ABU DHABI — The Ministry of Interior yesterday withdrew the "six-month ban” system imposed by the Immigration and Residency authorities on various categories of workers upon the cancellation of expatriates' employment visa.

The decision, that will have a major impact and implications on the UAE labour market, has come into force with immediate effect. The Naturalisation and Residency Departments stopped stamping the ban on passports while processing cancellation of employment visas.

Ahmed Al Hamadi, in-charge of Passport Office at the Ministry of Labour and Social Affairs, said: “We received a letter from the Immigration and Residency Department with instructions from Interior Minister Lt-Gen. Shaikh Saif bin Zayed Al Nahyan not to stamp the ban on applications for cancelling visas. The decision was put into effect yesterday when we cancelled employment visas without imposing the ban.”

He said the office received hundreds of applications yesterday, which were processed without slapping the six-month ban.

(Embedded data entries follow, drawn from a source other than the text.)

PR #888, opened 2026-08-30
entity: stop AI mobs from jittering and pacing back and forth

w1zardz:
Three defects made every AI entity twitch and pace whenever it had no
player to chase (creative, or the player too far to be targeted), and
made a chasing mob turn back on itself every ten ticks.

* checkTarget() re-rolled a random wander point with a 5% chance on
  every single tick while the entity was resting, so a standing mob
  changed facing about once a second.
* The walking wander radius was 30 blocks with no minimum distance, so
  a mob that did start moving ran across half a chunk and back.
* updateMove() consumed route.next() in the same breath as it started
  an asynchronous route search. The search resets the node list and the
  cursor first, so the entity picked up node one of a freshly built
  path - a point right next to itself - and turned around.
* hasArrivedNode() compared node coordinates for exact equality, which
  a fractionally moving entity never reaches, so the normal per-arrival
  node advance never fired at all.

Body rotation is now rate limited to 30 degrees per tick instead of
snapping, and the random coin flip that rotated a resting entity on
half of all ticks is gone.

### DIFF
--- a/src/main/java/cn/nukkit/entity/BaseEntity.java
+++ b/src/main/java/cn/nukkit/entity/BaseEntity.java
@@ -797,6 +797,34 @@ public abstract class BaseEntity extends EntityCreature implements EntityAgeable
         return null;
     }
 
+    /**
+     * Насколько градусов за такт разрешено поворачивать тело сущности с ИИ.
+     *
+     * <p>Мгновенный разворот на произвольный угол клиент показывает рывком: он не сглаживает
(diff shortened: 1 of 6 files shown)


tachibana-kanade-angel:
Thanks for the fix, @w1zardz! 🎉 The AI mobs will no longer jitter and pace back and forth. This has been merged into Nukkit-MOT. Appreciate the contribution!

For employers, it will now be easier to hire talents from within the country. For the millions of expats working in various capacities, barring maids, the news should come as manna from heaven, for there would now be free movement of workforce in the country. Employers can get the best talent available in the market without the hassle of seeking the “No Objection Certificate” from the current sponsor.

Ministry sources told Khaleej Times that under instructions from Lt.-Gen. Shaikh Saif, the ministry circulated the decree among all Immigration and Residency Departments in the country, and that the decision came into effect yesterday.

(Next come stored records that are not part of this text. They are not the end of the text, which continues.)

PR #889, opened 2026-08-30
fix(inventory): decode a stack request the way the live network sends it

w1zardz:
Two gaps in the item stack request decoder turn a normal craft into a decode
failure, and a decode failure used to cost the player the whole session.

An ingredient descriptor that names an item the server cannot resolve went
straight into Item.fromString(...).getId(), so an identifier we do not know threw
a NullPointerException out of the decoder. An unknown identifier now decodes as
air and the request is judged by the handler, which already answers ERROR and
resynchronises the client.

The recipe book containers (64, 65, 66) were missing from ContainerSlotType, so a
slot info that names one of them left fromId() empty and the decoder threw. They
are present in the protocol fork the production network runs on. Older protocols
are untouched: their branches already reject every id above DYNAMIC_CONTAINER,
and the encoder refuses to write the new ids below v1_21_20.

### DIFF
--- a/src/main/java/cn/nukkit/network/protocol/types/inventory/ContainerSlotType.java
+++ b/src/main/java/cn/nukkit/network/protocol/types/inventory/ContainerSlotType.java
@@ -75,7 +75,10 @@ public enum ContainerSlotType {
     /**
      * @since v712
      */
-    DYNAMIC_CONTAINER(63);
+    DYNAMIC_CONTAINER(63),
+    RECIPE_FOOD_CONTAINER(64),
+    RECIPE_BLOCKS_CONTAINER(65),
+    RECIPE_FURNACE_ITEMS_CONTAINER(66);
 
     private final int id;
     private static final Int2ObjectArrayMap<ContainerSlotType> VALUES = new Int2ObjectArrayMap<>();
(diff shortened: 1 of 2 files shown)


tachibana-kanade-angel:
## 🤖 AI Review

### Summary
No blocking issues found. The changes look reasonable overall. Two gaps in the item-stack request decoder are addressed: unknown identifiers now decode as air instead of failing the whole batch, and the recipe-book container IDs (64–66) are added to `ContainerSlotType`. The protocol gating (`< v1_21_20` throws) keeps older versions safe.

### Issues Found
#### Blocking Issues
- None.

#### Non-blocking Issues
- [P2] Protocol gate uses `v1_21_20`, while the pinned Cloudburst codec introduces IDs 64–66 in `Bedrock_v944` (1.26.10). Protocols 712–943 will now encode/decode values that did not exist in those versions, and NetEase bypasses the guard entirely. Consider gating the new IDs at `v1_26_10` to match the live network capability.
- [P2] The unknown-identifier fallback (`descriptorItem == null ? AIR : ...`) is effectively a no-op: `Item.fromString()` returns an AIR item (not `null`) for an unresolved identifier. Exceptions originating inside parsing (e.g. an out-of-range metadata reaching `Short.parseShort()`) still escape before the null check. Decoder-failure containment would need a non-throwing registry lookup or a guarded parse call.

### Recommendations
- Reconsider the protocol version at which the new container IDs are enabled.
- If decode-failure containment is the objective, guard the parse path so exceptions cannot fail the whole batch.

### Notes
- `git diff --check` passed. A full build could not run because Gradle could not initialize networking in the sandbox.

---
🤖 AI Review

@lt-name ready to merge

tachibana-kanade-angel (approved):

PR #890, opened 2026-08-30
player: scale movement sanity limits for authorized flight

w1zardz:
### Problem

A player with `ALLOW_FLIGHT` and `FLYING` set and a raised fly speed moves further per packet than
two hardcoded sanity limits allow: 100 (squared distance per move packet) and 225 (squared distance
per tick). At a fly speed around 20x vanilla, normal flight trips them constantly and the player is
rubber-banded back.

Both checks run before `PlayerInvalidMoveEvent` is fired, so a plugin cannot allow the movement it
authorized itself by raising the speed in the first place.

On the categories included in the decree, the official said only housemaids were excluded for the time being, and that a special committee would be set up to study their case. “Housemaids were not included in the decision. A special panel will be formed to study the possibilities of exempting this category also from the ban,” said the official.

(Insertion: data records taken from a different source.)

PR #891, opened 2026-08-30
entity: let a server see which item breeds or tames an animal

w1zardz:
Breeding and taming are the only ways a player creates new mobs out of nothing,
and both of them are invisible until they already happened. Every breeder knows
its own food - EntityWalkingAnimal has isFeedItem, EntityWolf has its own
isBreedingItem, the rabbit and the dolphin compare item ids inline in
onInteract - and nothing asks the entity from the outside. A server that wants
to keep a farm from growing without limit has to copy those three lists and
watch them drift, or refuse after the food has already been eaten.

BaseEntity gains isBreedingItem(Item), answered by the lists the entities
already carry, and EntityTameable gains isTamingItem(Item), answered by the wolf
with the bone it already looks for. Both are pure questions with no side
effects, so PlayerInteractEntityEvent becomes enough: a plugin sees the intent
while the item is still in the player's hand and refusing costs the player
nothing.

No behaviour changes: the rabbit and the dolphin now call the list they used to
compare inline, and every other entity answers false as before.

### DIFF
--- a/src/main/java/cn/nukkit/entity/BaseEntity.java
+++ b/src/main/java/cn/nukkit/entity/BaseEntity.java
@@ -488,17 +488,11 @@ public abstract class BaseEntity extends EntityCreature implements EntityAgeable
     }
 
     /**
-     * Does feeding this item to this entity start breeding.
-     *
-     * <p>Every breeder in the tree already knows the answer and every one of them keeps it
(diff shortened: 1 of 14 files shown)


tachibana-kanade-angel:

He said the decision was in line with Cabinet Decree No. 18 of 2005 on sponsorship transfer of employees in the private sector, under which a fee of Dh1,500 for masters and doctorate holders, Dh3,000 for bachelors degree holders and Dh5,000 for certificates lower than bachelors degree would be levied.

A special panel comprising senior officials had been set up in February to look into various aspects of streamlining the residence and labour market laws.

Hitherto, only those who met the requisite conditions for sponsorship transfer, including consent of sponsor, completion of one-year in a company and a valid residence visa, among others, were eligible to change jobs within the country without getting their passports stamped with the six-month ban.

In practice, however, movement of labour force was virtually impossible with hardly any sponsor willing to write out a no objection certificate.

Meanwhile, most employees and employers who were processing their applications at the ministry yesterday, seemed overwhelmed by the decision and welcomed the measure which they said was bound to improve labour relations.

Ahmed Ibrahim, an investor, said: "the decision is excellent. It will spare employees the hassles they face with employers."

Abdul Jalil Rahma, owner of Noon Contracting and Construction Company, said : "The ban was never in favour of employees. Scrapping the ban will free employees of the threat posed by some employers, leading to relinquishment of their entitlements in favour of release."